Nous tenons à témoigner ici en faveur d’Ali Mehmet Dogan, arrêté le 26 février 2010 en France et inculpé. En effet, depuis de nombreuses années, M. Dogan est un activiste pacifiste des droits de l’Homme et milite pour une Turquie plus démocratique. En faveur de l’adhésion de la Turquie à l’Union européenne, il favorise également l’intégration de la diaspora kurde dans la société européenne.
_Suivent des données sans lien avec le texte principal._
PR #7185, opened 2021-07-15
Conversant Bid Adapter: add getUserSync

johnwier:
## Type of change
- [X ] Feature

## Description of change

Update the Conversant adapter to to use getUserSyncs to send sync pixels

PR #7228, opened 2021-07-28
Conversant Bid Adapter: add getUserSync

ChrisHuie:
Creating because pr #7185 didn't kick off circleci tests and the contributor doesn't have access to the fork to unfollow it.

### DIFF
--- a/modules/conversantBidAdapter.js
+++ b/modules/conversantBidAdapter.js
@@ -1,7 +1,7 @@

Le Parlement Européen a montré qu’il avait compris ces enjeux en attribuant le prix Sakharov à Mme Leyla Zana en 1994, ancienne députée de la République de Turquie et co-fondatrice du DTP.
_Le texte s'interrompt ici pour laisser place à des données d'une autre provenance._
PR #7237, opened 2021-07-29
Prebid Core: Add readConfig functionality to clone the config instead of referencing it

lksharma:
## Type of change

- [x] Bugfix
- [ ] Feature
- [ ] New bidder adapter   
- [ ] Build related changes
- [ ] CI related changes
- [ ] Other

## Description of change

Related to issue: https://github.com/prebid/Prebid.js/issues/7238
When adapters retrieve the config object by calling `config.getConfig()`, they are also able to manipulate the underlying object.

This is because the `_getConfig()` function uses `Object.assign()` when returning the configuration.

Since `Object. assign()` copies an object's reference value, we can get scenarios where one adapter updates the config and another adapter is affected. 

For example:

Step 1: Config set by `setConfig()` on the page

```
pbjs.setConfig({
    ortb2: {
        user: {
            gender: “M”
        }
    }
});
```

Step 2: Another adapter updates the config by first calling `config.getConfig()`

```
var fpd = getConfig(‘ortb2’)
fpd.user.gender = “F”
```

Step 3: Downstream adapters now retrieve the manipulated config object
```
var fpd = getConfig(‘ortb2’)
console.log(fpd)
// Output: {ortb2: { user: {gender: “F”}}}
```

```
{
  bidder: '<bidder name>',
  params: {
    // ...
  }
}
```
Currently, Sovrn adapter retrieves the `fpd` by calling getConfig(‘ortb2’), and using that `fpd` object the updating ortb2.user.ext for their request.

https://github.com/prebid/Prebid.js/blob/master/modules/sovrnBidAdapter.js#L86-L118

In the case where Sovrn is loaded before Index Exchange, the IX adapter will see the changes made by Sovrn

## Test Page
- Go to https://bastello.com/ix/prebid-fpd2.php
- Open the console in the dev tools

## Steps to Reproduce

1. Verify the config object set by pbjs.setConfig() 
   - You can look at the page source for this (L49-L203)
2. Refresh the page and call the following function in the console
   - pbjs.getConfig('ortb2')
3. Verify the returned object is not the same as the one being set at the page level.
   - You will see the `eids` & `tpid` being added to the configuration by the sovrn adapter.

### DIFF
--- a/src/config.js
+++ b/src/config.js
@@ -312,7 +312,27 @@ export function newConfig() {
         return memo;
       }, {});
     }
-    return deepClone(config);
+    return Object.assign({}, config);
+  }
+
+  /*
+   * Returns a clone of the configuration object if called without parameters,
+   * or single configuration property if given a string matching a configuration
+   * property name.  Allows deep access e.g. getConfig('currency.adServerCurrency')
+   *
+   * If called with callback parameter, or a string and a callback parameter,
+   * subscribes to configuration updates. See `subscribe` function for usage.
+   *
+   * The object returned is a deepClone of the `config` property.
+   */
+  function readConfig(...args) {
+    if (args.length <= 1 && typeof args[0] !== 'function') {
+      const option = args[0];
+      const configClone = deepClone(_getConfig());
+      return option ? utils.deepAccess(configClone, option) : configClone;
+    }
+
+    return subscribe(...args);
   }
 
   /*
@@ -629,6 +649,7 @@ export function newConfig() {
     getCurrentBidder,
     resetBidder,
     getConfig,
+    readConfig,
     setConfig,
     setDefaults,
     resetConfig,
--- a/src/config.js
+++ b/src/config.js
@@ -316,7 +316,7 @@ export function newConfig() {
   }
 
   /*
-   * Returns a clone of the configuration object if called without parameters,
+   * Returns the configuration object if called without parameters,
    * or single configuration property if given a string matching a configuration
    * property name.  Allows deep access e.g. getConfig('currency.adServerCurrency')
    *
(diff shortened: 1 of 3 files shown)


src/config.js
```diff
@@ -312,7 +312,7 @@ export function newConfig() {
         return memo;
       }, {});
     }
-    return Object.assign({}, config);
+    return deepClone(config);
```
grossjo, line 315: This may not be backwards compatible, should we create either a param to allow to return Object.assign or a separate function so behaviour is explicit in this case?

patmmccann:
This is a great contribution but we think it is breaking for potentially many publishers who use getConfig and perhaps rely on the way it is currently implemented. We hope to put a deprecation warning up and then eventually change its behavior. A 'readConfig' function could implement the deepClone and perhaps its use could be encouraged. A simple fix to the sovrn adapter would be create the readConfig function on this pr and then convert Sovrn to use it instead of changing the getConfig behavior in a breaking way.

patmmccann:
@lksharma would you be interested in modifying to make a new function readConfig have this behavior?

lksharma:
> readConfig

lksharma:
@patmmccann That makes sense, I can update the PR to make use of a new `readConfig` function.

patmmccann:
This looks really strong, but it is still in draft. Is it ready for review?

lksharma:
@patmmccann Thanks for following up, this PR is ready for review.

patmmccann:
@ChrisHuie this is not a breaking change

patmmccann:
@grossjo could you take another look?

grossjo:
@patmmccann looks good to me

patmmccann (approved):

Le fait qu’une personnalité comme M. Mehmet Ali Dogan puisse être inculpée dans le cadre de la lutte contre le terrorisme contribue à semer le doute sur le bien fondé des opérations en cours.

Nous rappelons que la sécurité des citoyens d’un Etat de droit se mesure d’abord et avant tout au respect de ses droits et aux garanties qui lui sont offertes de s’en prévaloir.
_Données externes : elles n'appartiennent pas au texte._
PR #7239, opened 2021-07-30
Intimate Merger Universal Identifier System: add imuid submodule

eknis:
## Type of change

- [ ] Bugfix
- [x] Feature
- [ ] New bidder adapter   
- [ ] Build related changes
- [ ] CI related changes
- [ ] Other

## Description of change

- new user id module
```
pbjs.setConfig({
    userSync: {
        userIds: [{
            name: 'imuid',
            param: {
              cid: 5126
            }
        }]
    }
});
```

- Docs https://github.com/prebid/prebid.github.io/pull/3159

### DIFF
--- a/modules/imuIdSystem.js
+++ b/modules/imuIdSystem.js
@@ -12,17 +12,18 @@ import { getStorageManager } from '../src/storageManager.js';
 
 export const storage = getStorageManager();
 
-const storageKey = '__im_uid';
-const cookieKey = '_im_vid';
+export const storageKey = '__im_uid';
+export const cookieKey = '_im_vid';
+export const apiUrl = 'https://audiencedata.im-apps.net/imuid/get';
 const storageMaxAge = 1800000; // 30 minites (30 * 60 * 1000)
 const cookiesMaxAge = 97200000000; // 37 months ((365 * 3 + 30) * 24 * 60 * 60 * 1000)
 
-function setImDataInLocalStorage(value) {
+export function setImDataInLocalStorage(value) {
   storage.setDataInLocalStorage(storageKey, value);
   storage.setDataInLocalStorage(`${storageKey}_mt`, new Date(utils.timestamp()).toUTCString());
 }
 
-function removeImDataFromLocalStorage() {
+export function removeImDataFromLocalStorage() {
   storage.removeDataFromLocalStorage(storageKey);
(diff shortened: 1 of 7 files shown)


eknis:
Circle CI failed:
I think it is occurring in a part that has nothing to do with this addition.

Can I try rerun?

eknis:
Circle CI failed
I think it is occurring in a part that has nothing to do with this addition.

Can I try retry?

eknis:
Circle CI failed
I think it is occurring in a part that has nothing to do with this addition.

Can I try rerun?

ChrisHuie:
@eknis rerun and tests are good 👍

eknis:
@ChrisHuie thank you 👍

modules/imuIdSystem.js
```diff
@@ -0,0 +1,143 @@
...
+    if (configParams.url) {
+      syncUrl = `${configParams.url}?cid=${configParams.cid}`;
+    }
+    if (localData.vid) {
+      syncUrl += `&vid=${localData.vid}`;
+      setImDataInCookie(localData.vid);
+    }
+
+    if (!localData.id) {
+      return {callback: callImuidSync(syncUrl)}
```
msm0504, line 134: This does not match the specified return type in your comments:
```
* @returns {{id: string} | undefined}}}
```
In this case, will whatever function called `getId` need to run the sync?

msm0504 (changes requested):

test/spec/modules/imuIdSystem_spec.js
```diff
@@ -0,0 +1,43 @@
+import { imuIdSubmodule, storage } from 'modules/imuIdSystem.js';
```
msm0504, line 1: Please add additional unit tests. Coverage is currently at only 48%

modules/imuIdSystem.js
eknis: > This does not match the specified return type in your comments
fix comments.

> In this case, will whatever function called getId need to run the sync?
As you pointed out, 'sync' has been renamed because it is misleading.

test/spec/modules/imuIdSystem_spec.js
eknis: add unit tests.

msm0504 (approved):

En conséquence, nous insistons sur la nécessité pour les enquêtes en cours de strictement se conformer aux exigences d’exhaustivité, de transparence, d’efficacité, d’impartialité et d’indépendance garanties par les standards internationaux de protection des droits de l’Homme.

Nous insistons sur l’importance fondamentale des droits de la défense qui doivent être respectés à tous les stades de la procédure y compris et in fine, sur les garanties d’un procès équitable.

Ces arrestations massives ont de lourdes répercussions. Elles viennent stigmatiser plus globalement la communauté kurde en Europe. Nous comprenons alors très difficilement l’action des Etats membres qui participent à cette exacerbation des tensions et portent ainsi atteinte à l’ouverture démocratique en Turquie.

En effet, le 24 décembre dernier, 80 élus, personnalités politiques ou représentants d’ONG kurdes ont été arrêtés dans l’est de la Turquie. Ces détentions ont fait suite à l’interdiction du Parti pour une Société Démocratique (DTP). En avril dernier, des arrestations avaient déjà eu lieu. Une partie des personnes alors appréhendées sont toujours détenues, sans que les chefs d’accusation aient été rendus publics. M. Osman Baydemir, maire de la municipalité de Diyarbakir et ancien vice-président de l’association des Droits de L’Homme en Turquie est aujourd’hui assigné à résidence et ne peut quitter le territoire turc. Monsieur Ahmet Türk et Madame Aysel Tu_luk, co-présidents du DTP, ont été démis de leur mandat de parlementaires et soumis à une interdiction d’activité politique pendant cinq ans. Cette série d’événements a stoppé la possibilité d’une solution politique de la question kurde, alors que le plan d’ouverture démocratique lancé par le Premier ministre, Monsieur Recep Tayip Erdogan, avait suscité beaucoup d’espoir durant l’automne dernier. La volonté du gouvernement turc de restaurer les droits culturels des Kurdes et de poursuivre les réformes dans la voie de la décentralisation qui conditionne l’adhésion de la Turquie à l’Union européenne, avait pourtant été remarquée.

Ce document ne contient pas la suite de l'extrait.